Under Hindu Women's Rights to Separate Residence and Maintenance Act, 1946, a
Hindu married woman was entitled to maintenance if her husband contracted
another marriage provided this happened before the commencement of that Act.
However, Section 18, HAMA provides that a Hindu wife can claim maintenance
from her husband on the basis of the aforementioned grounds amongst several
others irrespective of the time when he contracted the other marriage (before or
after 1956). Accordingly, a wife can claim maintenance from her husband even
after she abandoned him when she comes to know that her husband has another
wife living.

The phrase 'any other wife living has been interpreted variously by the different
High Courts. In   Satyanarayana v. Sseetheramama , the A.P. High Court held that
'wife living' meant existing or alive and not necessarily living with the husband.
However, a subsequent decision of the Madras High Court on the other hand
in   Annamalai Mudaliar v Perunayee Ammal , said that 'wife living' necessarily
meant living with the husband. The Bombay High Court dissented from the
decision of the Madras High Court, in   Mani Bai v. Mukundrao , holding that
under Section 18 of HAMA, the second wife can also claim a separate residence
and maintenance under this Act.

Conclusion
The social stigma attached with being a second wife, the absence of any legal
status to the relationship, and the enormous pain of being cheated into the
marriage are undoubtedly extremely depressing for a woman. Even though there
is no recognition given to a second wife, due to the judicial interpretation of
existing law as discussed above, she may have some chances of getting
maintenance. In the absence of any clear provisions under the law, her chances of
claiming her rights are largely dependent on the discretion of the judges.
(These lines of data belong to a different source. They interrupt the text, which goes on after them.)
PR #404, opened 2019-01-10
Search logs by location

kjdchapman:
Wanted to give some visibility on this as it's been off `master` a while.

This PR adds searching by location. In its current state there's:
- some of duplication across searching by username/IP/location
- how the functionality is spread across the controller, use case and gateway doesn't look right

But it is currently in a working state, so just a little cleanup to go:

image

image


spec/features/logging/choosing_how_to_filter_spec.rb
```diff
@@ -5,8 +5,39 @@
...
 
   context 'with no filter chosen' do
-    before { click_on "Go to search" }
+    before { click_on 'Go to search' }
 
     it_behaves_like 'errors in form'
   end
+
+  # this'll add setup to the other tests too, if implemented
+  xcontext 'with no IPs' do
```
kjdchapman: Presented for discussion. 

Not sure if we need to worry about this case right now, got a few ways we could handle it, too (my other major idea was "hide logs in the subnavigation menu 'til you've got an IP")

app/controllers/logs_controller.rb
```diff
@@ -1,14 +1,29 @@
 class LogsController < ApplicationController
   def index
-    logs = UseCases::Administrator::GetAuthRequests.new(
+    use_case = UseCases::Administrator::GetAuthRequests.new(
```
kjdchapman: This controller is the main bit I'm not happy about. Feels messy.

spec/features/logging/choosing_how_to_filter_spec.rb
Renny4Real: Hiding it seems like a better method. The need to view logs doesn't seem realistic without an IP to search against and username logs shouldn't exist if there are no IPs to receive the traffic.

kjdchapman: With some time to think about it, I agree. It's a pretty simple solution, too.

app/controllers/logs_controller.rb
```diff
@@ -1,14 +1,46 @@
...
+      redirect_to(location_new_logs_search_path) && return
+    end
+
+    if valid_search_params.blank?
+      redirect_to(new_logs_search_path) && return
+    end
+
+    @location_name = Location.find_by(id: params[:location])&.address
+
+    @logs = get_auth_requests
```
emileswarts: No biggie, but given this is only called in one place I would generally to not pull this out into a method.  I always try only do restful methods in controllers

app/controllers/logs_controller.rb
```diff
@@ -1,14 +1,46 @@
...
-    logs = UseCases::Administrator::GetAuthRequests.new(
+    if location_outside_organisation?
+      redirect_to(location_new_logs_search_path) && return
+    end
+
+    if valid_search_params.blank?
+      redirect_to(new_logs_search_path) && return
+    end
+
+    @location_name = Location.find_by(id: params[:location])&.address
```
emileswarts: .find is designed to look up by id
```
Location.find(params[:location])
```

And would probably call it @location_address ?

Also wonder if we could say:
```
current_organisation.locations.find(params[:location])
```

which would negate the need to validate that the location belongs to the organisation?

app/controllers/logs_controller.rb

Even under the criminal law, it is extremely to prove bigamy, as the marriage has
to be validly performed to prove the offence of bigamy. Usually these loop holes in
the law are exploited by men to defend themselves in such cases.

Given this background of contrasting legal precedents, lawmakers should make


clear provisions to protect the rights of those women who have been duped into
'second marriages' so as to bring them some respite.